How Is a Honda Element Like a Platypus?

On our way to drop Julian off at school, Julian notices a new billboard that asks the question

What does a Honda Element and a platypus have in common?

Julian is now reading omnivorously, kind of like a platypus, whose food (not reading) diet consists of platypus insect larvae, snails, yabbies, worms, tadpoles and other fauna and shellfish.

Platypi also occasionally eat small frogs, small fish and fish eggs. Yes, "platypi" is a valid plural of platypus, along with "platypuses." A "yabby" is a kind of Australian crayfish.

To get back to my story, like any newly literate second grader, Julian has to read the advertising gambit about the Honda Element and the Platypus over and over again to us.

Julian also notices that the billboard says that if we tune to a certain AM radio frequency (AM 1660 I think) we will get the answer to the Element-Platypus conundrum.

So we dutifully tune our rather powerful car radio to AM 1660 and get nothing, nada, zippo. No signal at the specified frequency.

Julian, who likes order in life even though he knows it often doesn't exist, is upset. We are bemused: how like old-school Madison Avenue to buy an expensive ad placement that doesn't deliver to prospects. What's the point of the billboard if the "call to action" is a dud? How can this possibly compete with the efficiency to advertisers and ease of process of CPC advertising?

"Don't worry," I say to Julian, "I'll Google it and find out how an Element is like a platypus."

Interestingly, when I do Google Honda Element platypus, I don't find what I'm looking for at the top of the natural search results. Instead, I get a bunch of advertising trade rags boasting about how clever an ad campaign the Honda Element and platypus routine is.

Maybe it is a clever campaign if you make your living from brick-and-mortar ad commissions, or if your goal in life is to have your buddies in the ad business think you are swell. But if the goal is to both target a market and to deliver a message, then the Honda Element platypus ads should be on the endangered species list.
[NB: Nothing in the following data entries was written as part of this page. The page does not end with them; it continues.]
PR #1145, opened 2020-08-12
Remove letter case variations from Gherkin

aslakhellesoy:
Remove letter case variations of Gherkin keywords since their presence causes different annotation classes to be generated during the build of Cucumber-JVM (depending on what OS it was built on).

I discovered this when I was checking semantic versioning of Cucumber-JVM, building on MacOS.

```
CHECK_SEMANTIC_VERSION=true mvn verify -Pcheck-semantic-version -DskipTests=true -DskipITs=true -Darchetype.test.skip=true

...

[ERROR] Failed to execute goal org.revapi:revapi-maven-plugin:0.12.1:check (check) on project cucumber-java: The following API problems caused the build to fail:
[ERROR] java.class.removed: @interface io.cucumber.java.ht.SipozeKe: Class was removed. (breaks semantic versioning)
```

According to the Madison Ave accounts of the ads, the radio station is supposed to broadcast a cocktail party conversation between the Honda and the platypus.

But none of these articles tell me the actual content of the cocktail banter. To find out, I needed to visit the Element and Friends site Honda set up.

Fortunately, a CPC ad displayed by Google along side my search results directs me to the right site.

The campaign may not have been such a good idea period as a way to stop the sinking Honda Element sales from further deteriorating. But if it was to exist at all, it should have been online, and highly targeted using CPC—where a call to action can readily be pursued.

It may be a little anticlimactic, but after all this you'd probably like to know what the car and the animal do have in common.

Both the Element and the platypus are "hodgepodges": the car is "part van, part suv, part surf wagon," while the beast has the "bill of a duck and the tail of a beaver."

I can think of a few other commonalties myself: both have numbers that are on the decline, and both are peculiar looking to the point of ugliness. Well, maybe not to the parents of platypi.